** Exercise **
Could you please repeat all of the entries exactly as written?

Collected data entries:
================================
PR #803, opened 2021-09-01
Show retention period in days

wlach:
This is also likely useful from a data stewardship and legal
perspective (and maybe even for engineering and product).

### DIFF
--- a/src/data/schemas.js
+++ b/src/data/schemas.js
@@ -27,6 +27,17 @@ export const APPLICATION_DEFINITION_SCHEMA = [
       "A list of email addresses to notify for important events with the application or when people with context or ownership for the application need to be contacted.",
     linkFormatter: getEmailLink,
   },
+  {
+    title: "Rentention Period",
+    id: "retention_days",
+    displayNull: true,
+    type: "value",
+    helpText:
+      "The number of days Mozilla retains raw decoded ping data received for this application. If not specified, retention will be unlimited.",
+    valueFormatter: (value) => {
+      return value !== null ? `${value} days` : "Unlimited";
+    },
+  },
 ];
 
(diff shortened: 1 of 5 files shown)


src/data/schemas.js
```diff
@@ -27,6 +27,17 @@ export const APPLICATION_DEFINITION_SCHEMA = [
       "A list of email addresses to notify for important events with the application or when people with context or ownership for the application need to be contacted.",
     linkFormatter: getEmailLink,
   },
+  {
+    title: "Rentention Period",
+    id: "retention_days",
+    displayNull: true,
+    type: "value",
+    helpText:
+      "The number of days Mozilla retains raw decoded ping data received for this application. If not specified, retention will be unlimited.",
```
wlach, line 36: This might need rephrasing, comments welcome.

chutten: "raw" is too fuzzy here since there is indeed processing (validating, copy-dedupe, etc) and "decoded" is fuzzy as well. I think there might be a wording around "full" or "unaggregated" or "individual" or "high-resolution"... but yeah, tricky.

Maybe...
```suggestion
      "The number of days Mozilla retains raw ping data received for this application. If not specified, retention will be unlimited. Processed data may be retained longer than specified.",
```

I'm not sure. Lemme noodle.

chutten: Yeah, no, in the morning light how you have it written is certainly clear enough for both our internal and external audiences. I do wish we could link to some default retention policy but I understand that's still a subject of discussion : |

chutten (approved):

wlach:
Sounds good @chutten. I'll most likely be looking into this area (data governance) more in the coming weeks / months, there will be opportunities to improve wording as we go.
================================
** Answer box **
PR #803, opened 2021-09-01
Show retention period in days

wlach:
This is also likely useful from a data stewardship and legal
perspective (and maybe even for engineering and product).

### DIFF
--- a/src/data/schemas.js
+++ b/src/data/schemas.js
@@ -27,6 +27,17 @@ export const APPLICATION_DEFINITION_SCHEMA = [
       "A list of email addresses to notify for important events with the application or when people with context or ownership for the application need to be contacted.",
     linkFormatter: getEmailLink,
   },
+  {
+    title: "Rentention Period",
+    id: "retention_days",
+    displayNull: true,
+    type: "value",
+    helpText:
+      "The number of days Mozilla retains raw decoded ping data received for this application. If not specified, retention will be unlimited.",
+    valueFormatter: (value) => {
+      return value !== null ? `${value} days` : "Unlimited";
+    },
+  },
 ];
 
(diff shortened: 1 of 5 files shown)


src/data/schemas.js
```diff
@@ -27,6 +27,17 @@ export const APPLICATION_DEFINITION_SCHEMA = [
       "A list of email addresses to notify for important events with the application or when people with context or ownership for the application need to be contacted.",
     linkFormatter: getEmailLink,
   },
+  {
+    title: "Rentention Period",
+    id: "retention_days",
+    displayNull: true,
+    type: "value",
+    helpText:
+      "The number of days Mozilla retains raw decoded ping data received for this application. If not specified, retention will be unlimited.",
```
wlach, line 36: This might need rephrasing, comments welcome.

chutten: "raw" is too fuzzy here since there is indeed processing (validating, copy-dedupe, etc) and "decoded" is fuzzy as well. I think there might be a wording around "full" or "unaggregated" or "individual" or "high-resolution"... but yeah, tricky.

Maybe...
```suggestion
      "The number of days Mozilla retains raw ping data received for this application. If not specified, retention will be unlimited. Processed data may be retained longer than specified.",
```

I'm not sure. Lemme noodle.

chutten: Yeah, no, in the morning light how you have it written is certainly clear enough for both our internal and external audiences. I do wish we could link to some default retention policy but I understand that's still a subject of discussion : |

chutten (approved):

wlach:
Sounds good @chutten. I'll most likely be looking into this area (data governance) more in the coming weeks / months, there will be opportunities to improve wording as we go.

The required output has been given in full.